The current Bush administration yearns for Reaganism, though intermittently. In foreign and defense policy Secretary Donald Rumsfeld heads a team of Reaganite personalities. They have destroyed the Taliban, crippled al Qaeda and now threaten Saddam Hussein. In a little-recognized achievement, President Bush personally has delegitamized Yasser Arafat, as President Reagan delegitimized the evil empire.

On the domestic scene the picture is far more mixed. The president did win a tax cut, though a hesitant one. The Harvey Pitt debacle is eroding moral authority won after September 11. The congressional party has officially ducked the Social Security issue in the face of Democratic lies about cutting benefits for current recipients, which no one proposes. But a few candidates like Elizabeth Dole have refused to be intimidated and make the issue.
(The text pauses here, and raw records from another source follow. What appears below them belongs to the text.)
PR #999, opened 2022-03-29
Make sure we build/run x86 images everywhere

jgadling:
### Summary:
- **What:** Force `docker compose` and `happy` to build/run amd64 images

### Notes:
I recently switched to an ARM based mac, and the `happy` cli (and my local dev environment) were trying to build/run arm64 images by default. I looked into a few different ways to fix this and it turns out that I think all of our build/push scripts except for our GitHub actions eventually use `docker compose build` and recent versions of `docker compose` support a `platform` parameter. I think this should make our dev/prod architectures consistent.

### Checklist:
- [ ] I added labels to my PR

### DIFF
--- a/docker-compose.yml
+++ b/docker-compose.yml
@@ -4,6 +4,7 @@ services:
   database:
     image: "${DOCKER_REPO}genepi-devdb:latest"
     profiles: [ "backend", "web", "all" ]
+    platform: linux/amd64
     ports:
       - "5432:5432"
     environment:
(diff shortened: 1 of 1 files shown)


edulop91 (approved):
thank you!

lvreynoso (approved):
good catch

alexlokshin-czi (approved):

vincent-czi (approved):
I doubt it will change how anything is actually working, but I wonder if we should add a `--platform` arg to the `docker buildx build` command in GitHub actions, just to be super explicit. I don't really have a great grasp on how our build process works yet, but that's the moment (in `build-push-images`) that actually generates the images being deployed to Staging and Prod, right? I expect it will make no difference -- since I'm all but certain that's what the GitHub action is running in -- but if we need to have it explicit in one place, being explicit everywhere just seems like a reasonable policy.

edulop91:
> 

I can take this on in the centralized docker-build-push github actions we're writing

Tomorrow's elections will of course have tactical meaning if Democrats carry the House or the Republicans carry the Senate. But the larger results may be strategic, measured by whether they move the Bush administration and the Republican Party toward realizing that they have the advantage in the war of ideas, that they can win if only they stop apologizing and take their own ideas on the offensive.

Mr. Bartley is editor of The Wall Street Journal. His column appears Mondays in the Journal and on OpinionJournal.com.